También, y sin que sirva como excusa barata para salir del paso, creo que esta pequeña crisis creativa puede estar relacionada con mis últimas lecturas. Durante los últimos 15 días he tenido que dedicar mi tiempo a leer un libro tan malo que me ha hecho sentir rabia y asco hacia el libro, su autor, y también hacia el oficio de escribir. Un libro de un autor famosillo, que vende bastante y saca libros como churros, no como yo, que soy incapaz de sacar nada. Lo único bueno del libro es la reseña que publicaré en Leemergence dentro de unos días, y todo lo que estoy aprendiendo sobre el oficio de escribir mal.

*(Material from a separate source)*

PR #6624, opened 2021-09-15
get rid of pytest-timeout

skshetry:
Trying to see if getting rid of this dependency, our issue with the timeout
gets solved or not.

¿Qué hacer para curarme? Una opción es asumir que esto no va conmigo. Muerto el perro, se acabó la rabia. Pero rabia me da no poder escribir. Lo noto por dentro, noto la necesidad de hacerlo, de mantener vivo mi cerebro, de construir algo: no es una buena opción. Otra opción es escribir. Lo que sea. Esta entrada es una muestra de ello. Si no lo publico tendré la tentación de borrarlo, de destruirlo, o de dejarlo aparcado y olvidarme. Tengo por ahí muchos textos que como no van a tener ninguna salida —asumámoslo, esto es por jugar, se van a perder para siempre en cuanto Google Drive muera.

Volver a empezar. Poco a poco, armando pequeñas historias. A ver qué sale. Quizá sea esto lo que necesito, activar el blog, sacar mierdecilla e ir tirando. Por jugar.